- **Task to complete**: Wherever the word "https" occurs in the lines below, copy the whole line.
#### Data provided ####
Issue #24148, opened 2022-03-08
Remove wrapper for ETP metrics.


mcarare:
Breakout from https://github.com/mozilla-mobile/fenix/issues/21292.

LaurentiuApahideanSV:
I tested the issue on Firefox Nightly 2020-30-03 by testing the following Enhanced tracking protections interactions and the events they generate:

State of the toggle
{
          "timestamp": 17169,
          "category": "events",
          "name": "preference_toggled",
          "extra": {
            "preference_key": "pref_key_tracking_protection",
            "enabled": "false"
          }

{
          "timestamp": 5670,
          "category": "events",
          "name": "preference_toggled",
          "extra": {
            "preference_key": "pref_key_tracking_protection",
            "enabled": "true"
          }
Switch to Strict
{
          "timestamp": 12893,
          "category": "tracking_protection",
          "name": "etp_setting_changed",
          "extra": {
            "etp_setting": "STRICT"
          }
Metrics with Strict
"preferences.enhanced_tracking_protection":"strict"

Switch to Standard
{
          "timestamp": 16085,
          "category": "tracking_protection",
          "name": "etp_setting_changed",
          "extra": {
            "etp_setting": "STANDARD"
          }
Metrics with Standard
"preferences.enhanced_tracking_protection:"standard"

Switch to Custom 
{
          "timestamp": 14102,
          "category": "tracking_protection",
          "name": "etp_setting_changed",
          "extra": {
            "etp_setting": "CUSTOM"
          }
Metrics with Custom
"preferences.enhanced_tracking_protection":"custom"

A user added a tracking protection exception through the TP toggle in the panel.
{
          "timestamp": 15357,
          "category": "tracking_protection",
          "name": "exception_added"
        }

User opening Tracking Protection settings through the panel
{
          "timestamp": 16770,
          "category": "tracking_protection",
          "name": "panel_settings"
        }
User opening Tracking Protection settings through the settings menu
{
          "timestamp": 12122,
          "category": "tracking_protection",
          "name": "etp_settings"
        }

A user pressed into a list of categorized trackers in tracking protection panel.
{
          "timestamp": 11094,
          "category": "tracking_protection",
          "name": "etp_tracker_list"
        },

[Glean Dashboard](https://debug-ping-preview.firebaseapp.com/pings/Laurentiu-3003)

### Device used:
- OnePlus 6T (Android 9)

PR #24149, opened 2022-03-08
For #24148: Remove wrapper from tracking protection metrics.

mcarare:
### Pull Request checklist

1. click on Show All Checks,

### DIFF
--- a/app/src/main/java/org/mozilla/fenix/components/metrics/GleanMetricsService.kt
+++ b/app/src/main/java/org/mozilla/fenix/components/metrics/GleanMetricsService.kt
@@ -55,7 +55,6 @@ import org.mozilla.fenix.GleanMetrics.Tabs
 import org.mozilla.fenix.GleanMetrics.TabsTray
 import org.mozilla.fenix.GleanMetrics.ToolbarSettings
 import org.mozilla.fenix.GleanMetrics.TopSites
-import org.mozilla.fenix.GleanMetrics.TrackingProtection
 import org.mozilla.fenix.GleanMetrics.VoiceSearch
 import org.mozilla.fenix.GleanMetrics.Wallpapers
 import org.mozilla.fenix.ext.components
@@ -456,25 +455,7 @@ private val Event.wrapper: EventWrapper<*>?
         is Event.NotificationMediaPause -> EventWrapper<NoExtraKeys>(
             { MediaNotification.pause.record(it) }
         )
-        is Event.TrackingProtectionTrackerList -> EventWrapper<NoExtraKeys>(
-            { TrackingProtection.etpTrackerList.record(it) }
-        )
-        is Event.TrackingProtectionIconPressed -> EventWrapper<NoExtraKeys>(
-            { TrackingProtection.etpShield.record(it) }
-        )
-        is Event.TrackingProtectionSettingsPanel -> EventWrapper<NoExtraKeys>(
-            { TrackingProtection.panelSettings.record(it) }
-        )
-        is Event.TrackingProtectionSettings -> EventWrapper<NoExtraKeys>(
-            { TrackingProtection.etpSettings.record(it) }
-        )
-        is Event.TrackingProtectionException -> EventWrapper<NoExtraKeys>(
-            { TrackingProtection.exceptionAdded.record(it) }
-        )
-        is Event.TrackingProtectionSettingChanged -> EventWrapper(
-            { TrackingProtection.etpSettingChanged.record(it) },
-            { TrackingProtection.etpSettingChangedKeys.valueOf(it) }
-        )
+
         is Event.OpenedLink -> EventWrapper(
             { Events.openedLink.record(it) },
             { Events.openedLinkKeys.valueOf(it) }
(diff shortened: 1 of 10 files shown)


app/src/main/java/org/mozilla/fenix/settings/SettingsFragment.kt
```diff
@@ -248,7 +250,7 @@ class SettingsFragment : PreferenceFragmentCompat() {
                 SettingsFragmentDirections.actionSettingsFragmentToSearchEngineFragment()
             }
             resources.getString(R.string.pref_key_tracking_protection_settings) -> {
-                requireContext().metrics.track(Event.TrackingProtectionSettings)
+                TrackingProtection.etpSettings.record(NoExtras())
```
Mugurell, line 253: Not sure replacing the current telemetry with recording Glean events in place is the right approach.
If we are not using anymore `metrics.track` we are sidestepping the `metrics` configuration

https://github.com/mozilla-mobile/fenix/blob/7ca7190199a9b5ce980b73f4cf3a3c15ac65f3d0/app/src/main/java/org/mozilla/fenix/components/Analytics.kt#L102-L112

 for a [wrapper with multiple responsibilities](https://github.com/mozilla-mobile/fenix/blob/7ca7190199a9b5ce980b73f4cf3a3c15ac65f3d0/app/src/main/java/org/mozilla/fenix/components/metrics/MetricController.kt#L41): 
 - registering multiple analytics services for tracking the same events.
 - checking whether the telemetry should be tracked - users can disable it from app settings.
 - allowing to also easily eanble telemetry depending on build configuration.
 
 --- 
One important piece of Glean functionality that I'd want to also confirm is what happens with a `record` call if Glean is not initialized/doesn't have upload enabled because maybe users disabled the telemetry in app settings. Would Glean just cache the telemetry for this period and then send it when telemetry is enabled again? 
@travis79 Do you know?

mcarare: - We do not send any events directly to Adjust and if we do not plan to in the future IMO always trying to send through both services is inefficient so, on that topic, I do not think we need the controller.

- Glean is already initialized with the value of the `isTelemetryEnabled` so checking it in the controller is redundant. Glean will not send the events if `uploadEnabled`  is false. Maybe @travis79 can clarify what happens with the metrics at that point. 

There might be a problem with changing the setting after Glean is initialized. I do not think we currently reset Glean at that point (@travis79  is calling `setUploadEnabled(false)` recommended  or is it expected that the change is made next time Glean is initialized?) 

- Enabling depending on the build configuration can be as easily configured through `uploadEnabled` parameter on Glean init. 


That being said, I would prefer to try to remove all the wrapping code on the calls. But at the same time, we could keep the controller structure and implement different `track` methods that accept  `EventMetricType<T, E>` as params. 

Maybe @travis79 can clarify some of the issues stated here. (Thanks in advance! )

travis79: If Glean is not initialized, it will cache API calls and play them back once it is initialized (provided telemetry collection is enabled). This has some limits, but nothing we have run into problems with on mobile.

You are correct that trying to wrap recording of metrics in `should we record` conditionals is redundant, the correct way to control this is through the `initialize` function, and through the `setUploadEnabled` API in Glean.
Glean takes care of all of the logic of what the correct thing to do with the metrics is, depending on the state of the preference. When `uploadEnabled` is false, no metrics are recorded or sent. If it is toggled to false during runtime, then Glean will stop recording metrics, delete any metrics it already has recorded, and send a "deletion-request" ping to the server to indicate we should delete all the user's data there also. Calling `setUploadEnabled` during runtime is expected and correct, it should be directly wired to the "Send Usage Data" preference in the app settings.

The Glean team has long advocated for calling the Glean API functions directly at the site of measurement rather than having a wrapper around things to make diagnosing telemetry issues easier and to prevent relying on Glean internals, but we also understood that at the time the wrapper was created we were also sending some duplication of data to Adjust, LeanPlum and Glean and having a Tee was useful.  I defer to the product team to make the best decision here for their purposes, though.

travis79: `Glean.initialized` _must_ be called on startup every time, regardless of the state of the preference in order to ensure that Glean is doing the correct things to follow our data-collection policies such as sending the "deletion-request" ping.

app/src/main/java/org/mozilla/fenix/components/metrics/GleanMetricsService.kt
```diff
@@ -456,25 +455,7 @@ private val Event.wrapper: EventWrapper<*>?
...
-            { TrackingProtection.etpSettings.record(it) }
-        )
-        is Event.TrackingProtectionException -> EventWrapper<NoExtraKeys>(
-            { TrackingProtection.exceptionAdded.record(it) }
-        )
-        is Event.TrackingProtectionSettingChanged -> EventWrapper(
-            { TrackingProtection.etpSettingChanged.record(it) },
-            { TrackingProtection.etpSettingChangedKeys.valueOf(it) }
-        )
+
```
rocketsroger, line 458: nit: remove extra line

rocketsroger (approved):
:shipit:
####
- **Task answer**:
Breakout from https://github.com/mozilla-mobile/fenix/issues/21292.
[Glean Dashboard](https://debug-ping-preview.firebaseapp.com/pings/Laurentiu-3003)
https://github.com/mozilla-mobile/fenix/blob/7ca7190199a9b5ce980b73f4cf3a3c15ac65f3d0/app/src/main/java/org/mozilla/fenix/components/Analytics.kt#L102-L112
 for a [wrapper with multiple responsibilities](https://github.com/mozilla-mobile/fenix/blob/7ca7190199a9b5ce980b73f4cf3a3c15ac65f3d0/app/src/main/java/org/mozilla/fenix/components/metrics/MetricController.kt#L41): 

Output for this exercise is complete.